→ Extracted entries
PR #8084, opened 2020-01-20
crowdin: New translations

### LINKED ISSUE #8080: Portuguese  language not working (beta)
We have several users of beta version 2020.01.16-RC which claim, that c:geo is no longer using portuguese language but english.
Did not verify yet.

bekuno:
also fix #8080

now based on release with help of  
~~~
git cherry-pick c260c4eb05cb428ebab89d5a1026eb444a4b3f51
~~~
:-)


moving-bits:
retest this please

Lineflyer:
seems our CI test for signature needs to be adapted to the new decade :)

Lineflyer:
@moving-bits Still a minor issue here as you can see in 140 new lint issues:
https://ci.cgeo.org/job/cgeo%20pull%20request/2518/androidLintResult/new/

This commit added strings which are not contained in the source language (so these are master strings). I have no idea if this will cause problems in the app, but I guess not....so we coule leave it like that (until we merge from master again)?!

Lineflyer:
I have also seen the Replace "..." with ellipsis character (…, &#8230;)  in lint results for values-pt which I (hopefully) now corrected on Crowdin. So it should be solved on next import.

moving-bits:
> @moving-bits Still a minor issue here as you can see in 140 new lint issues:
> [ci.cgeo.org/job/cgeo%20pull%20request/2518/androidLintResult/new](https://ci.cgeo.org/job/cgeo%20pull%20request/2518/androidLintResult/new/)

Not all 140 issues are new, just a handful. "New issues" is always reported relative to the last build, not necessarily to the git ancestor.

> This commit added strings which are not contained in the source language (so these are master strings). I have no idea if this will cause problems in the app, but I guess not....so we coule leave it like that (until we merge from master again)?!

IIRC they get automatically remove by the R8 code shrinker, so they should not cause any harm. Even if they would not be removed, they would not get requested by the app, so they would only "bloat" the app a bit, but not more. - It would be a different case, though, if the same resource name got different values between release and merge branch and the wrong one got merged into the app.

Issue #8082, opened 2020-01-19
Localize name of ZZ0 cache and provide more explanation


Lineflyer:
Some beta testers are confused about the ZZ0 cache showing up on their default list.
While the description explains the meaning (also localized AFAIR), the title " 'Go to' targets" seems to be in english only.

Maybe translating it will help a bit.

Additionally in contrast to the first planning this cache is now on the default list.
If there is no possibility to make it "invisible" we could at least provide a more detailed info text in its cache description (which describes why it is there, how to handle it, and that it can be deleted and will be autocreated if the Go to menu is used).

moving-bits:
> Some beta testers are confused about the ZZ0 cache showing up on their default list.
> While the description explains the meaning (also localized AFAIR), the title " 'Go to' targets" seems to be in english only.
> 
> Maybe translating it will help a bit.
---
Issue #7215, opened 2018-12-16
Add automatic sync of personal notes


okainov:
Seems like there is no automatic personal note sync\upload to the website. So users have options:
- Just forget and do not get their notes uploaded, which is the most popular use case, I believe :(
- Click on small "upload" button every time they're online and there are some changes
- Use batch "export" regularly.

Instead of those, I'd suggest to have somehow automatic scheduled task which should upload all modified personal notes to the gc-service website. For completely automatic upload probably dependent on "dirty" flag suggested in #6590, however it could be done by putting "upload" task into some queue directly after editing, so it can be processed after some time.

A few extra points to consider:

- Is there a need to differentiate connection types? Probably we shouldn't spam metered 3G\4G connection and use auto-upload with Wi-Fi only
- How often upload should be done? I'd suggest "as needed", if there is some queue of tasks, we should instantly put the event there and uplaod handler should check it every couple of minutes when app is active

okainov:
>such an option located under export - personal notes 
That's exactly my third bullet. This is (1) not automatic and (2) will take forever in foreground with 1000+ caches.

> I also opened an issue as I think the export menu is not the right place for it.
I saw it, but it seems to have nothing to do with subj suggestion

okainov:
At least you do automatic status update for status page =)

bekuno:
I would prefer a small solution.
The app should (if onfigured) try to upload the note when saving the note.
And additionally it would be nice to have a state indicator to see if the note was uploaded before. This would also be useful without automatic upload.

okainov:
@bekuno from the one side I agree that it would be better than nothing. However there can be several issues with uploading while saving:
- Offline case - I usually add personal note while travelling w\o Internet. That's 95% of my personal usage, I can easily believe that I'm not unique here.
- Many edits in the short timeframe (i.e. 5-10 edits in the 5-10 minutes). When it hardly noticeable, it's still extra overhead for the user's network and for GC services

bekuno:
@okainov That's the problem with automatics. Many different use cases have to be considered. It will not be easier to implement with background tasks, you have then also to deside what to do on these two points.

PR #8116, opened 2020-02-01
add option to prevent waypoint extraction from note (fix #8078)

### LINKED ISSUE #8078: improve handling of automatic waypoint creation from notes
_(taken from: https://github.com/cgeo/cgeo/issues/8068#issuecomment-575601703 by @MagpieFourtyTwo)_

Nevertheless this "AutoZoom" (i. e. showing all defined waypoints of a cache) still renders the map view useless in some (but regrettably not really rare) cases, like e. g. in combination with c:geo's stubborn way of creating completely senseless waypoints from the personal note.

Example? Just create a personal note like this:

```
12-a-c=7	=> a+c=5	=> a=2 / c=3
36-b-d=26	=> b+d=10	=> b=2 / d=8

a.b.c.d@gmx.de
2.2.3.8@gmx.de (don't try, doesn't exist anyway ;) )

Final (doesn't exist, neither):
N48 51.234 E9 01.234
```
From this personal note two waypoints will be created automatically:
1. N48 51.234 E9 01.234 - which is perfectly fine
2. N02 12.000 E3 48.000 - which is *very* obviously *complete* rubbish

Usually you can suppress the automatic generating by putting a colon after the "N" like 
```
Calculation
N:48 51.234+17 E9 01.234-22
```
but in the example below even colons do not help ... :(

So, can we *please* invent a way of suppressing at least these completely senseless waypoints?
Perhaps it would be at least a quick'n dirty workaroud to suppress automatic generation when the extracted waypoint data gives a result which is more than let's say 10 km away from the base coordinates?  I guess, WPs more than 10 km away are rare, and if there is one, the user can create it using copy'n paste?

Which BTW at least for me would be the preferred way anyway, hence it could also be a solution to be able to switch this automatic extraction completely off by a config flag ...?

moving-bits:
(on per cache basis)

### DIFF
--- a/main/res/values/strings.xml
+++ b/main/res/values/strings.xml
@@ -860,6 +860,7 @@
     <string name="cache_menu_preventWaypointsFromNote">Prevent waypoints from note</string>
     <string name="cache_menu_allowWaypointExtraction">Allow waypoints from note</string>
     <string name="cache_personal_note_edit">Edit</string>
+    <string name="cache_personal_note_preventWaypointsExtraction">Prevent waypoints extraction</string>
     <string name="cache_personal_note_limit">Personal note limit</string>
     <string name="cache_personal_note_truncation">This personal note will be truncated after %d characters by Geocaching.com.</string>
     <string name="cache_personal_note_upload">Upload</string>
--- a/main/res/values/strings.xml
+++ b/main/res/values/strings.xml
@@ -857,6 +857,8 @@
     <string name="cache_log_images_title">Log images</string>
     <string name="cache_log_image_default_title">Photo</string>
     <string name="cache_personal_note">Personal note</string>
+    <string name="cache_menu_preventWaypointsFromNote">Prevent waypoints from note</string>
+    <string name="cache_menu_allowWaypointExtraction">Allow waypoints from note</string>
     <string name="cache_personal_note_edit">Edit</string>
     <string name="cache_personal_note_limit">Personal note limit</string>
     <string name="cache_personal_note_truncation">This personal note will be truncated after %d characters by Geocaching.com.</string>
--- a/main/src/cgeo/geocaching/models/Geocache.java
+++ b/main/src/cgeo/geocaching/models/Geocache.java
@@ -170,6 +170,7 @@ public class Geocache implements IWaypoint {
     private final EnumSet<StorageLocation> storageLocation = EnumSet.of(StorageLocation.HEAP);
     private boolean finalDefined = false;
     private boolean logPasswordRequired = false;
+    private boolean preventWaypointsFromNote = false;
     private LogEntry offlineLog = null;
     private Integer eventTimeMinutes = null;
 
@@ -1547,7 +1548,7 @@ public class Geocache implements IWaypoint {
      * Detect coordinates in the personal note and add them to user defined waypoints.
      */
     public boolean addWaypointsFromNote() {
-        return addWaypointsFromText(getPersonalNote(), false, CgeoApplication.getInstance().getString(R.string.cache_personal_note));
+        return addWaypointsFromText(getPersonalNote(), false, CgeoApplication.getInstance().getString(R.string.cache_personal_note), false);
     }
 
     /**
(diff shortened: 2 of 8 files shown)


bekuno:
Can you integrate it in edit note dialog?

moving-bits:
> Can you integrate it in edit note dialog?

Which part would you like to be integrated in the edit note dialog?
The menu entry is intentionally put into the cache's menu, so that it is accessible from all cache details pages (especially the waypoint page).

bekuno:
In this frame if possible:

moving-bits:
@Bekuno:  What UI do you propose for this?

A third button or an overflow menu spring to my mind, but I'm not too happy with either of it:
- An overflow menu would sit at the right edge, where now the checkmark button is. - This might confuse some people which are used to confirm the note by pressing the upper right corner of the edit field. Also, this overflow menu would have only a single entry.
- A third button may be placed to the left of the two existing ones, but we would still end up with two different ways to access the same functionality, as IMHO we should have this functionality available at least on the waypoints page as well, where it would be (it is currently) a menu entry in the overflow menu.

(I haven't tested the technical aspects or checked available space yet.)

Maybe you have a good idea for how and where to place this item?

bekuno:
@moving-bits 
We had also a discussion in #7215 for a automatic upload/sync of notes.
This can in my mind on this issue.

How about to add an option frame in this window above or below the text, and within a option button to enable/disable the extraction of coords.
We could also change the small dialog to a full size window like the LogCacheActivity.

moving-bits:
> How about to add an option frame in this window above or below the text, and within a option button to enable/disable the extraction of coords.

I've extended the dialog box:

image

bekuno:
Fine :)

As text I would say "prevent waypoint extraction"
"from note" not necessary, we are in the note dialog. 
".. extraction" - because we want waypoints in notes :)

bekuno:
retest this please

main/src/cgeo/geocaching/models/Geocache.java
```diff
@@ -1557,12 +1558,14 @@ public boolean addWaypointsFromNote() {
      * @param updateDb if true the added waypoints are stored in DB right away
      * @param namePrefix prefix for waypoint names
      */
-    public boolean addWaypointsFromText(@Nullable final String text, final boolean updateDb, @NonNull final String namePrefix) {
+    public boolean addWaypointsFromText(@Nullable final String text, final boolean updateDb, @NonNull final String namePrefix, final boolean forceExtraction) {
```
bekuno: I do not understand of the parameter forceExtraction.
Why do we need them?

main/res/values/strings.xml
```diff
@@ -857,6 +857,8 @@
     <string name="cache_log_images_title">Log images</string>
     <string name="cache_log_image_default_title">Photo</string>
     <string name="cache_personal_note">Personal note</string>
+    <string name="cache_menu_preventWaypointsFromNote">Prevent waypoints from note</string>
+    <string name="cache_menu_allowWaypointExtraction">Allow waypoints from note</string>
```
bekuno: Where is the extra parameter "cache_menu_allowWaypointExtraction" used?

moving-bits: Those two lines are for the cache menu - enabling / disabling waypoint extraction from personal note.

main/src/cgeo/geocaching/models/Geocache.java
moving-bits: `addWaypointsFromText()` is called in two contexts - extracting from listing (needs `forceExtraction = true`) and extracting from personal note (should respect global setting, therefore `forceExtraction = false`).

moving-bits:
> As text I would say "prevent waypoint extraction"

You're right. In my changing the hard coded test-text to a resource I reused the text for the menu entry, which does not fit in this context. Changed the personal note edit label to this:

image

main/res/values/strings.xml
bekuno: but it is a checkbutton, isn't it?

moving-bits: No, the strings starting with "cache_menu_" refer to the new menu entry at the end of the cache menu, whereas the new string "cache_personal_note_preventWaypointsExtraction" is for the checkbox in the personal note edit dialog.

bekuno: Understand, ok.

→ Exercise prompt
Find each line in the listing above that contains "right", and copy that line.

→ Task response
> I also opened an issue as I think the export menu is not the right place for it.
- An overflow menu would sit at the right edge, where now the checkmark button is. - This might confuse some people which are used to confirm the note by pressing the upper right corner of the edit field. Also, this overflow menu would have only a single entry.
      * @param updateDb if true the added waypoints are stored in DB right away
You're right. In my changing the hard coded test-text to a resource I reused the text for the menu entry, which does not fit in this context. Changed the personal note edit label to this:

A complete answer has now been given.